Zacznijmy od początku – skąd się wziął gravel i co to jest? Słowo z angielskiego oznacza “żwir”. W Ameryce mają go pełno, na tyle dużo, że zrobili specjalny rower do jazdy po takiej nawierzchni. I w skrócie właśnie o to chodzi – trudny teren sprawił, że kolarze zaczęli kombinować i szukać maszyny, która się sprawdzi. Przez parę lat próbowali sami, aż w końcu producenci podchwycili zajawkę. 

Resztę znamy – zaczął się wielki gravelowy boom, setki analiz i głosów krytyki, rzesze fanów, wyprawy, renesans bikepackingu, gravele elektryczne…

Czym gravel różni się od przełajówki, szosy, MTB? 

No dobra, ale co to w końcu jest? Nie jesteśmy w Ameryce. Czy gravel przyda mi się w polskich warunkach? 

Zignorujmy na razie rzeszę zakochanych, jeżdżących po naszym świetnym asfalcie już tylko na gravelach, i skupmy się na suchych faktach. 

Charakterystyka gravela i porównanie: 

Geometria ramy 

W porównaniu do przełajówek, gravele mają wyższą główkę ramy i łagodniejsze kąty, czyli dają nam stabilność kosztem zwrotności. Rowery przełajowe to specjaliści w krótkich zawodach. Gravele mają służyć na dużo dłuższe trasy i nie są tak bardzo nastawione na jazdę sportową. Krótko mówiąc – są wygodniejsze. 

Zastosowanie dłuższych widelców prowadzi nas do kolejnej cechy charakterystycznej. Czas na… 

Opony

Gravelowcy gadają o kołach mniej więcej tyle co miłośnicy MTB, czyli… no, sami wiecie. DUŻO. Opony to też duża różnica między klasyczną przełajówką a gravelem.

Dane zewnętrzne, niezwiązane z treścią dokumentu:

PR #558, opened 2016-03-04
Close the share dialogue when performing another action, fixes #545

### LINKED ISSUE #545: Close the share dialogue when performing another action
### Steps to reproduce
1. Open the share dialogue
2. Click on an album

or
1. Open the share dialogue
2. Click on the info button
### Expected behaviour

The share dialogue should close
### Actual behaviour

The share dialogue stay open

virajparimi:
Fixes: #545
Licence: MIT or AGPL
### Description

Close the share dialogue when performing another action like opening album or showing infobar.
### Tested on

-[ ]Ubuntu/Chrome
### Reviewers

@oparoz 
@raghunayyar

### DIFF
--- a/js/galleryalbum.js
+++ b/js/galleryalbum.js
@@ -157,6 +157,7 @@
 			event.stopPropagation();
 			// show loading animation
 			this.loader.show();
+			$('#dropdown').slideUp();
 		},
 
 		/**
--- a/js/galleryinfobox.js
+++ b/js/galleryinfobox.js
@@ -26,6 +26,7 @@
 		 * Shows an information box to the user
 		 */
 		showInfo: function () {
+			$('#dropdown').slideUp();
 			if (this.infoContentContainer.is(':visible')) {
 				this.infoContentContainer.slideUp();
 			} else {
--- a/js/public.js
+++ b/js/public.js
@@ -1,7 +1,0 @@
-$('#remote_address').on("change keyup paste", function() {
- 			if ($(this).val() === '') {
- 				$('#save-button-confirm').prop('disabled', true);
- 			} else {
- 				$('#save-button-confirm').prop('disabled', false);
- 			}
-});
--- a/js/public.js
+++ b/js/public.js
@@ -1,0 +1,7 @@
+$('#remote_address').on("change keyup paste", function() {
+ 			if ($(this).val() === '') {
+ 				$('#save-button-confirm').prop('disabled', true);
+ 			} else {
+ 				$('#save-button-confirm').prop('disabled', false);
+ 			}
+});
--- a/templates/public.php
+++ b/templates/public.php
@@ -19,7 +19,6 @@ script(
 		'galleryrow',
 		'galleryimage',
 		'thumbnail',
-		'public',
 		'vendor/modified-eventsource-polyfill/eventsource-polyfill',
 		'eventsource',
 		'vendor/commonmark/dist/commonmark.min',
@@ -83,7 +82,7 @@ style(
 										<input type="text" id="remote_address"
 											   placeholder="example.com/owncloud"/>
 										<button id="save-button-confirm"
-												class="icon-confirm svg" disabled></button>
+												class="icon-confirm svg"></button>
 									</form>
 								</span>
 				<?php } ?>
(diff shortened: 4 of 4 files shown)


oparoz:
Thank you for your contribution.
1. You need to fill the content of the pull request properly. Remove what is not needed, add some steps if it's not obvious from the original issue, etc.
2. I've tested the fix and it works when entering an album, but not when clicking on the info button, so the alternative solution we've discussed is probably what is needed here, if it doesn't create any conflicts.

virajparimi:
@oparoz Please have a look at the fix.

oparoz:
Thanks.

I'm not a fan of having to add it twice. Especially since that means it would need to be added to every click action in Gallery.

How about adding it here?
https://github.com/owncloud/gallery/blob/master/js/app.js#L41-L43

viraj96:
That does fix the original problem but doesn't fix the one where share dialog  does not slide up when info button is clicked.

virajparimi:
I understand but when I did add there it didn't seem to fix the problem at all.

oparoz:
You're right and on top of that it makes the dialogue unsuable. So it seems this has to be added everywhere. I wished there was a better solution...

Any particular reason you decided not to use `hideDropDown` as originally discussed?

virajparimi:
Sorry, did not mean to add the fix here. Wanted to create another pull request. Anyway @oparoz please check the new fix. And to answer your question I did think to use hideDropDown but seeing the simplicity of the method we discussed later, I thought of continuing with the second approach.

oparoz:
The thing I'm worried about is that `hideDropDown` is doing more than just sliding the dialogue up and this may lead to issues when generating links or sharing as maybe the reference to the current album isn't updated, etc.

Regarding the extra commit, do you know how to undo it? If not I'll explain.

virajparimi:
Please tell, it would help and reduce my time researching.

oparoz:
No problem.

### Recovering your work
1. Fork master into a new branch for the new PR
2. Cherry pick your last commit from this PR
3. Push the new branch
4. Create the PR

### Removing the last commit
1. Go to this PR
2. Do a soft reset with git. Set it to `HEAD~1`. That means HEAD minus 1 commit.
3. Revert your changes locally
4. Do a forced push

oparoz:
This still need to be finished. I'll feel safer if hideDropDown was used.

virajparimi:
@oparoz Do you want me to replace slideUp function with hideDropDown, as using that also works. But you did not want to change two files, right?

oparoz:
> Do you want me to replace slideUp function with hideDropDown, as using that also works

Yes, please.

> But you did not want to change two files, right?

I think that's unavoidable.

virajparimi:
@oparoz I have noticed that even after clicking on the image when slideshow opens, the share dialog does not slide up. I have fixed that by adding hideDropDown in slideshow.js file, but I think I found a bug too while doing this. Suppose, you click on image and slideshow starts but later press esc key, then again click on image, image does not show up. It just shows loading icon. Do you also get the same error?

oparoz:
> I have noticed that even after clicking on the image when slideshow opens, the share dialog does not slide up

Good catch. That's one reason I wanted to have a universal closer. Can you check how it works in Files? Per example the 3-dots menu slides-up when we click elsewhere in the interface, so maybe it listens for such events?

> Suppose, you click on image and slideshow starts but later press esc key, then again click on image, images doe not show up. It just shows loading icon. Do you also get the same error?

I can't reproduce.
1. click on image
2. press esc
3. click on same image or other image

It always loads fine for me.

virajparimi:
> Can you check how it works in Files? Per example the 3-dots menu slides-up when we click elsewhere in the interface, so maybe it listens for such events?

I think they have used `OC.hideMenus()` function in different files, so maybe they are doing the same thing as well.

oparoz:
Hehe, OK, let's do it the same way then. Please also close the infoButton when launching the slideshow.

virajparimi:
@oparoz Would you mind if I ask you to close this PR so that I can send another one from a different branch?

oparoz:
It's not a problem if you do it yourself, just make sure to copy the information, add the labels and notify people if it's ready to review.

virajparimi:
Ok, got it. Thanks!

Issue #554, opened 2016-03-03
Cannot download shared albums that were shared via link


davitol:
### Steps to reproduce
1. Go to Gallery and browse into an album
2. Share it via link
3. Copy the link a nd paste it
4. Try to download the album
### Expected behaviour

It should be possible to download the album. 
### Actual behaviour

An error is shown. File not found... (see screenshot below)
### Server configuration

**Operating system**: ubuntu 14.04

**Web server:** apache 2.4.7

**Database:** mysql

**PHP version:** 5.5.9

**ownCloud version: ownCloud Enterprise Edition 9.0.0 RC1 (testing)
### Logs

No logs in owncloud.log or in web console

**Updated from an older ownCloud or fresh install:** Fresh install

**Are you using external storage, if yes which one:** no.
**Are you using encryption:** no
**Are you using an external user-backend, if yes which one:** no
### Client configuration

**Browser:** Firefox for Mac OSX

![screen shot 2016-03-03 at 15 50 11](https://cloud.githubusercontent.com/assets/10596560/13498078/b2930638-e158-11e5-9e9f-d7a835bab577.png)

![screen shot 2016-03-03 at 15 50 01](https://cloud.githubusercontent.com/assets/10596560/13498101/d2137dd0-e158-11e5-9622-29524cc608c5.png)

@rullzer @oparoz

oparoz:
Confirmed. We have to remove the folder name from the path or get `core` to fix the download endpoint to use the path to generate the name of the archive.

oparoz:
https://github.com/owncloud/core/issues/22836, if accepted is probably going to be for 9.1, so the best thing to do is to just remove the top folder from the path or use another variable which gives us the correct path.

oparoz:
Re-opening as only 9.1 has been merged so far.

oparoz:
Fix has been added to stable9

PR #561, opened 2016-03-05
#554: Shared Albums can now be downloaded via shared link

imjalpreet:
Fixes: #554 
### Description

There was an error while trying to download when tried through the link shared from inside an album in the gallery. This has been solved now.
### Features

Shared Albums can now be downloaded even from the link shared from inside an album in the gallery.
### Tested on
- [x] Ubuntu 14.04/Firefox
- [x] Ubuntu 14.04/Chrome
### Reviewers

@oparoz Please have a look at this. I think I have solved #554. Thanks!

### DIFF
--- a/js/galleryutility.js
+++ b/js/galleryutility.js
@@ -170,7 +170,7 @@ window.Gallery = window.Gallery || {};
 
 			if (Gallery.token) {
 				params.token = Gallery.token;
-				subUrl = 's/{token}/download?path={path}&files={files}';
+				subUrl = 's/{token}/download?dir={path}&files={files}';
 			} else {
 				subUrl = 'apps/files/ajax/download.php?dir={path}&files={files}';
 			}


oparoz:
Thanks for trying to fix this, but unfortunately, this is not it ;)

There are 2 public landing pages in ownCloud, one on the Files side and one of the Gallery side.

Your fix redirects users to the Files side, but we want to keep them on the Gallery side.

What needs to happen is to modify [`buildFilesUrl`](https://github.com/owncloud/gallery/blob/master/js/galleryutility.js#L164-L179) so that it works in all cases:
1. Downloading a single file
2. Downloading the current album

imjalpreet:
@oparoz I will try to fix this as soon as possible. Thanks for the feedback.

imjalpreet:
@oparoz I have tried to remove the bug. Can you please give some feedback. Thanks!

oparoz:
Seems to work for me, good job.

Can you see if it's possible to URL decode the path? Because any folder name with spaces and non ascii characters will be encoded and it makes the zip ~~file~~ filename unreadable.

imjalpreet:
@oparoz Sorry for the delay. I tried folder name with spaces but the zip file is still readable. Can you please tell me whether I am missing out something? Thanks!

oparoz:
Here is an example filename if we keep it as is:
brand%20guideline%20logos.zip

The `%20` make the name unreadable and it's worse with things like accents.

And don't worry about the delay. There is no deadline for this ;)

imjalpreet:
@oparoz Ah ohk. I first thought you meant that zip file is becoming corrupt due to that. I also saw this earlier. Now, I will try to fix this issue. :+1:

oparoz:
I've just noticed that if we're at the top folder, the zip is named download.zip. I think it would be good to get the name there.

I'm waiting for this https://github.com/owncloud/core/pull/22902/files to be merged into stable9 to see if that's the correct behaviour and, if yes, then something similar should be implemented.

imjalpreet:
@oparoz I also observed that. Right now I am trying to fix that and the name when an album is downloaded. I have fixed the name when an Image is downloaded but I am still trying to figure out how to fix it for albums. 
Secondly, if we are in the list mode in the shared link then **download.zip** is not only used for when we are in the top folder but anywhere. I think that should be fixed as well.

oparoz:
> Secondly, if we are in the list mode in the shared link then download.zip is not only used for when we are in the top folder but anywhere. I think that should be fixed as well.

That's the fix I linked to in my previous message

imjalpreet:
@oparoz Oh Ohk! 
I have just committed the fix for file name of images. Can you please give some feedback? Thanks! :smile:

oparoz:
OK, that didn't work, but looking at the code, it's no surprise, the changes have nothing to do with the name of the folder to download.

Can you explain what you were trying to achieve with the changes in files.php?

imjalpreet:
@oparoz I think you misunderstood what I am trying to do. The code that I have committed is for the filename of an image(i.e. if you try to download only an image) and not the folder, I am still trying to fix it for the folder name.

oparoz:
Thanks for clarifying, but that change is not necessary as filenames are correct when downloading individual files.
For the folder name, it could be that it's not possible to fix it ourselves and that's it's already fixed with that latest patch. I'm going to try that patch now.

oparoz:
Yeah, the same bug is present in Files, so that endpoint needs fixing. We're sending a proper filename and we get an encoded one.

oparoz:
So basically, your initial fix should be enough, the rest should be fixed in `core`. Unfortunately, this will probably only be available in 9.0+.

I'd say, revert to the first fix and I'll merge that, then you can create a backport for stable9

OK?

Also, this is a good example of how things work when hacking Gallery. There are some dependencies with some `core` endpoints or even Javascript files and it's usually best to try and adapt, unless it becomes too much of a problem, at which point it's always possible to include the functionality in Gallery.

imjalpreet:
Yeah, I also checked it with that patch, the folder names have started to come but they are still encoded and we need to figure out a way to correct them. 
I have two questions:
One is that do we need the code for file names that I had committed in this PR?
Second is that can you please help me by telling me where exactly are we sending the name of the folder? I am not able to figure out that from a long time. 
Thanks!

imjalpreet:
Sorry, I missed your reply. So you want me to remove my last commit, right?
I have a small question: What do you mean by "create a backport for stable9"?
I will slowly get used to all these dependencies between core and gallery.
Thanks!

oparoz:
> One is that do we need the code for file names that I had committed in this PR?

No, as they are correct when using the Gallery endpoint afaik

> Second is that can you please help me by telling me where exactly are we sending the name of the folder?

In this method, the name of the folder is `files` and "path" contains the top, shared folder.

If you want to rename `files` in the method's signature, I'm OK with it.

> So you want me to remove my last commit, right?

You only have one commit, so do it like you usually do and make it so that there is only one commit containing your fix.

> What do you mean by "create a backport for stable9"?

All commits are merged against master, which matches the branch in `core`. So important fixes should be backported to older branches. 
In Gallery, I only do it for very important change as I don't have enough time to allocate to that.
I think this fix is important, because getting a 404 when trying to download a folder offers a poor UX.

oparoz:
To backport, you simply fork the stable branch you need to use and cherry pick the commit to that fork.
when creating the PR, don't forget to select the stable branch and not master.

Also indicate in the PR name the name of the branch, as well as the original PR.

imjalpreet:
@oparoz I have reverted my commit.
In the mean time, I am trying to figure out what backport is.

imjalpreet:
@oparoz I wanted to clarify something about backport:
Do you want me to create the same PR to the stable9 branch?
Which branch are you referring when you say that include the branch name in the PR? Do you mean stable9?
Thanks!

oparoz:
> Do you want me to create the same PR to the stable9 branch?

Exactly

> Which branch are you referring when you say that include the branch name in the PR? Do you mean stable9?

Yes: `[stable9] Shared Albums can now be downloaded via shared link, backport of #561`

I think there is some instruction about that in the `core` wiki, but if you look at the list of PRs in `core` that should give you an idea.

oparoz:
:+1: for this fix

PR #604, opened 2022-02-16
Replace instances of overflow: scroll with overflow: auto

connorrothschild:
This PR removes extraneous scrollbars by replacing `overflow: scroll` with `overflow: auto`. It affects three elements:

### 1. Sidebar on collection editing page (before/after):

<div style="display: flex;">

</div>

### 2. Staging area

<div style="display: flex;">

</div>

### 3. NFT detail text

<div style="display: flex;">

</div>

---

These scrollbars will still appear if **there is overflow**, but in events where content does not overflow no scrollbars appear.

For those interested, us Mac OSX were likely being tricked because trackpads automatically hide scrollbars. This is also why plugging in an external mouse would cause the scrollbars to reappear: https://kilianvalkhof.com/2021/css-html/you-want-overflow-auto-not-overflow-scroll/

### DIFF
--- a/src/flows/shared/steps/OrganizeCollection/Editor/StagingArea.tsx
+++ b/src/flows/shared/steps/OrganizeCollection/Editor/StagingArea.tsx
@@ -129,7 +129,7 @@ const StyledStagingArea = styled.div`
 
   padding: 100px 80px;
 
-  overflow: scroll;
+  overflow: auto;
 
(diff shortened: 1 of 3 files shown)


Robinnnnn (approved):

kaitoo1:
good find!

kaitoo1 (approved):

Rowery sportowe muszą spełniać przepisy UCI (Międzynarodowej Unii Kolarskiej). Dla przełajówek to 33mm maksymalnej szerokości opon. Modele gravelowe nie mają tego ograniczenia. Spotkamy się najczęściej z oponami 35-41mm o gęstym bieżniku. Już sama regulacja ciśnienia daje dużo wszechstronności. 

Kierownica 

Baranek, ale nie taki zwykły baranek, tylko z rozszerzonym dolnym chwytem, tzw. flare. Szerszy chwyt oznacza większą kontrolę, szczególnie na luźnej nawierzchni. W porównaniu do przełajówek zwiększa się opór powietrza. Podobnie jak w konstrukcji ramy, tracimy aerodynamikę na rzecz komfortu. 

Hamulce

Z tarczą czy na tarczy? 

Gravele mają hamulce tarczowe, hydrauliczne albo mechaniczne. To sprawdzone rozwiązanie, działa w błocie, w każdej temperaturze i pogodzie. 

Napęd 

Gravele często mają napęd zbliżony do przełajówek, zazwyczaj 2x albo 3x. Ewentualnie 1x, czyli uproszczenie obsługi i zmniejszenie wagi, jeśli zależy Ci na intuicyjnej, dynamicznej jeździe. W dobrym gravelu napęd nie powinien być bezmyślną kopią szosówki. 

Widelec 

Zastosowanie sztywnych widelców w gravelach jest uzasadnione. Były próby z amortyzatorem, ale do tłumienia drgań spokojnie wystarcza karbon w widelcu. To oszczędność na wadze, a nie zapominajmy, że gravel jest jednak rowerem szosowym. 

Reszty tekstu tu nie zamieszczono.